───── THE INPUT ─────
PR #941, opened 2022-03-03
Fix DRF UI for Asset endpoints

### LINKED ISSUE #917: DRF UI no longer shown for Asset endpoints
Endpoints that are part of the asset viewset no longer render the DRF HTML page and instead return raw JSON. Example https://api-staging.dandiarchive.org/api/dandisets/101233/versions/draft/assets/7e10c90b-3189-4608-91c2-5350273d4820/

(reported by @satra)

`git bisect` indicates [this commit](https://github.com/dandi/dandi-archive/commit/6be0088d079cf9dd7c766c17df19ed4b8ef096c2) broke it.

AlmightyYakob:
Closes #917

I'm not sure why this ever worked in the past but apparently using `JsonResponse` instead of just `Response` was the issue.

### DIFF
--- a/dandiapi/api/views/asset.py
+++ b/dandiapi/api/views/asset.py
@@ -159,17 +159,9 @@ class AssetViewSet(DetailSerializerMixin, GenericViewSet):
         self.raise_if_unauthorized()
         return super().get_queryset()
 
-    @swagger_auto_schema(
-        responses={
-            200: 'The asset metadata.',
-        },
-        manual_parameters=[ASSET_ID_PARAM],
-        operation_summary="Get an asset\'s metadata",
-        operation_description='',
-    )
     def retrieve(self, request, **kwargs):
         asset = self.get_object()
-        return JsonResponse(asset.metadata)
+        return Response(asset.metadata)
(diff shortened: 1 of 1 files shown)


dandiapi/api/views/asset.py
```diff
@@ -159,17 +159,9 @@ def get_queryset(self):
...
         return super().get_queryset()
 
-    @swagger_auto_schema(
-        responses={
-            200: 'The asset metadata.',
-        },
-        manual_parameters=[ASSET_ID_PARAM],
-        operation_summary="Get an asset\'s metadata",
-        operation_description='',
-    )
```
mvandenburgh, line 169: Why remove this?

AlmightyYakob: The single manual asset ID parameter was unnecessary, as it's already covered by the `lookup_field` and `lookup_value_regex` class fields. However, I somehow overlooked the `responses` and `operation_summary` fields, so I'll add those back.

mvandenburgh (approved):
LGTM pending linting fix

PR #1270, opened 2022-09-08
Enable sentry performance for frontend

mvandenburgh:


mvandenburgh:
> LGTM, have you tested this to ensure it comes through sentry correctly?

Yes, I tested locally with the staging sentry DSN and it works

PR #1273, opened 2022-09-09
Use direct foreign keys with django-guardian

danlamanna:
Using direct foreign keys allows us to guarantee referential integrity for permissions. Doing this migration already revealed several orphaned permission relations. More on direct foreign keys is covered in the documentation here https://django-guardian.readthedocs.io/en/stable/userguide/performance.html#direct-foreign-keys.


mvandenburgh (approved):
LGTM

PR #1280, opened 2022-09-19
Don't revalidate version metadata on PUT unless it has changed

### LINKED ISSUE #541: Do not trigger version validation when no changes were made
Currently, opening the meditor and clicking "Save" without changing anything triggers revalidation and rewriting the draft manifests. We should check to make sure content was actually modified before setting `status = Version.Status.PENDING`.

mvandenburgh:
Closes #541

### DIFF
--- a/dandiapi/api/tests/test_version.py
+++ b/dandiapi/api/tests/test_version.py
@@ -1,9 +1,16 @@
+from __future__ import annotations
+
 from datetime import datetime
+from time import sleep
+from typing import TYPE_CHECKING
 
 from django.conf import settings
 from django.contrib.auth.models import User
 from guardian.shortcuts import assign_perm
 import pytest
+
+if TYPE_CHECKING:
+    from rest_framework.test import APIClient
 
 from dandiapi.api import tasks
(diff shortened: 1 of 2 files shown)


dandiapi/api/tests/test_version.py
```diff
@@ -878,3 +885,26 @@ def test_version_rest_delete_draft_admin(api_client, admin_user, draft_version):
     assert response.status_code == 403
     assert response.data == 'Cannot delete draft versions'
     assert draft_version in Version.objects.all()
+
+
+@pytest.mark.django_db
+def test_version_no_metadata_updates(api_client: APIClient, admin_user, draft_version: Version):
```
AlmightyYakob, line 891: I think this should be renamed to something like
```
test_version_rest_update_no_changed_metadata
```

to keep in line with the other metadata update tests, as well as moved up in the file to live with them.

AlmightyYakob (changes requested):
One small suggestion otherwise LGTM

AlmightyYakob (approved):

PR #1281, opened 2022-09-19
Only suppress 4xx errors in pinia action

mvandenburgh:
Follow-up from [this conversation](https://github.com/dandi/dandi-archive/pull/1265#discussion_r973302209).


mvandenburgh:
@waxlamp I don't think a review is necessary for this, but just pinging so you're aware

PR #1285, opened 2022-09-20
Use `exact` prop consistently

### LINKED ISSUE #792: Consistently use exact in router links
By default, include `exact` alongside any usage of `:to`.

https://router.vuejs.org/api/#exact

waxlamp:
Closes #792

Reviewers, please especially look at f4790be63307f95296e467cb0b0968e61923a6f0 and tell me if that `exact` is actually supposed to be there in some other capacity (it has no corresponding `:to`, and doesn't look like it's supposed to).

### DIFF
--- a/web/src/components/AppBar/AppBar.vue
+++ b/web/src/components/AppBar/AppBar.vue
@@ -24,7 +24,6 @@
             >
               <v-list-item-content
                 v-if="!navItem.external"
-                exact
                 text
                 class="text-md"
               >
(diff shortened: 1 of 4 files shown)


mvandenburgh (approved):
LGTM

> Reviewers, please especially look at f4790be and tell me if that exact is actually supposed to be there in some other capacity (it has no corresponding :to, and doesn't look like it's supposed to).

I looks like it was placed there erroneously. The `v-list-item-content` docs make no mention of an `exact` prop.
https://vuetifyjs.com/en/api/v-list-item-content/

brianhelba (commented):
I haven't looked at this comprehensively to be sure that all the appropriate places were covered, but the changes here seem reasonable.

There is a legitimate use case for `to` without `exact`, where nested pages should cause a top-level link to me marked as active. I don't know if that applies to any of these changes.

PR #1290, opened 2022-09-22
Allow for using django core exceptions with DRF 

danlamanna:
This creates a custom exception handler for DRF which will properly handle core django exceptions (like `ValidationError`and `PermissionDenied`) and raise them as the DRF versions. I think we should still explicitly the context specific exceptions when we can (e.g. in DRF views) - but this will allow internal APIs that aren't context aware to raise the builtin django exceptions.

### DIFF
--- a/dandiapi/drf_utils.py
+++ b/dandiapi/drf_utils.py
@@ -1,0 +1,30 @@
+from django.core.exceptions import (
+    PermissionDenied as DjangoPermissionDenied,
+    ValidationError as DjangoValidationError,
+)
+from django.http import Http404
+from rest_framework import exceptions as drf_exceptions
+from rest_framework.response import Response
+from rest_framework.serializers import as_serializer_error
+from rest_framework.views import exception_handler
+
+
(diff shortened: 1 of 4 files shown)


dandiapi/drf_utils.py
```diff
@@ -0,0 +1,30 @@
...
+    and be used from DRF endpoints.
+    """
+    if isinstance(exc, DjangoValidationError):
+        exc = drf_exceptions.ValidationError(as_serializer_error(exc))
+
+    if isinstance(exc, Http404):
+        exc = drf_exceptions.NotFound()
+
+    if isinstance(exc, DjangoPermissionDenied):
+        exc = drf_exceptions.PermissionDenied()
```
AlmightyYakob, line 26: So this seems to only re-wrap 3 specific django errors. Is there a reason you chose just these three? Are these 3 the "legitimate" ones that should be handle gracefully, while other would result in 500 errors?

danlamanna: These are the 3 that I could think of, yeah. I think it's fine to add more if we discover them.

AlmightyYakob (approved):

PR #1300, opened 2022-10-03
Convert dandiset search test to jest/puppeteer, remove pyppeteer config from project

### LINKED ISSUE #995: Port remaining jest/puppeteer tests to pyppeteer
This is a follow up to #738. Now that we have pyppeteer configured with some of the puppeteer tests converted, the rest will need to be converted.

- [ ] Convert puppeteer tests to pyppeteer
- [ ] Remove puppeteer test CI job

mvandenburgh:
This is the final test that needed to be converted to jest/puppeteer from pyppeteer. I also removed all configuration from CI and tox for pyppeteer.

Closes #995


web/test/src/tests/dandisetsPage.test.js
```diff
@@ -26,4 +27,60 @@ describe('dandisets page', () => {
...
+
+    const dandisetIdentifierNameMapping = new Map();
+
+    // Create 10 dandisets
+    for (let i = 0; i < 10; i += 1) {
+      // Generate random dandiset name and description
+      const name = faker.lorem.words();
+      const description = faker.lorem.sentences();
+
+      /* eslint-disable no-await-in-loop */
```
danlamanna, line 42: It seems like this sort of rule should be disabled in the entire tests folder, right?

web/test/src/tests/dandisetsPage.test.js
```diff
@@ -26,4 +27,60 @@ describe('dandisets page', () => {
     await expect(page).toMatch(`Contact ${lastName}, ${firstName}`);
     await expect(page).toMatch(`Updated on ${moment(new Date()).format('LL')}`);
   });
+
+  it('search for dandisets', async () => {
+    await registerNewUser();
+
+    const dandisetIdentifierNameMapping = new Map();
+
+    // Create 10 dandisets
```
danlamanna, line 36: Did you give a lot of thought to scaffolding these tests in python vs js? I don't think it makes much of a difference in the short term, but if we find ourselves writing a lot of these tests we might want to revisit it.

danlamanna (approved):
This is awesome! Less code and more reliable testing ftw.

web/test/src/tests/dandisetsPage.test.js
mvandenburgh: This is the only place currently where we use `await` inside a loop, but yeah I guess it would be good to include as a global setting for the tests directory since this is one of the exceptions where awaiting inside a loop makes sense.

web/test/src/tests/dandisetsPage.test.js
mvandenburgh: No, I tried to keep it as simple as possible and didn't try coming up with a way to scaffold test data. If we do end up writing a lot of these tests, we'll definitely need to consider that, especially in the context of things like publishing and zarr which would **require** some sort of test data setup beforehand, since in normal circumstances those require asset upload via the CLI. I think we still need to decide what the future of tests like these looks like though, so I did the bare minimum for now.

This is one major disadvantage of using js instead of python, where we had direct access to `pytest-django`.

PR #1303, opened 2022-10-03
Convert `Meditor.vue` to `<script setup>`

mvandenburgh:


web/src/components/Meditor/Meditor.vue
```diff
@@ -57,18 +58,18 @@
                 <template #activator="{ on }">
                   <v-icon
                     left
-                    :color="allModelsValid ? 'success' : 'error'"
+                    :color="modelValid ? 'success' : 'error'"
```
mvandenburgh, line 61: Note, this was aliased as `allModelsValid` in the returned object of the original `setup()` function. Instead of replicating that behavior in the new <script> section, I think it's clearer to just use the `modelValid` variable directly.

mvandenburgh: (ref: https://github.com/dandi/dandi-archive/pull/1303/files#diff-5dff88078a7fb94bc8e18f93f81fb9cc63cbe2af517e0e488f0612ea91b4be6cL426)

AlmightyYakob (approved):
─────
EXERCISE BRIEF:
Return, with no change at all, every line in the entries above from the line containing "One small suggestion otherwise LGTM" through the line containing "Follow-up from [this".

TASK OUTPUT:
One small suggestion otherwise LGTM

AlmightyYakob (approved):

PR #1281, opened 2022-09-19
Only suppress 4xx errors in pinia action

mvandenburgh:
Follow-up from [this conversation](https://github.com/dandi/dandi-archive/pull/1265#discussion_r973302209).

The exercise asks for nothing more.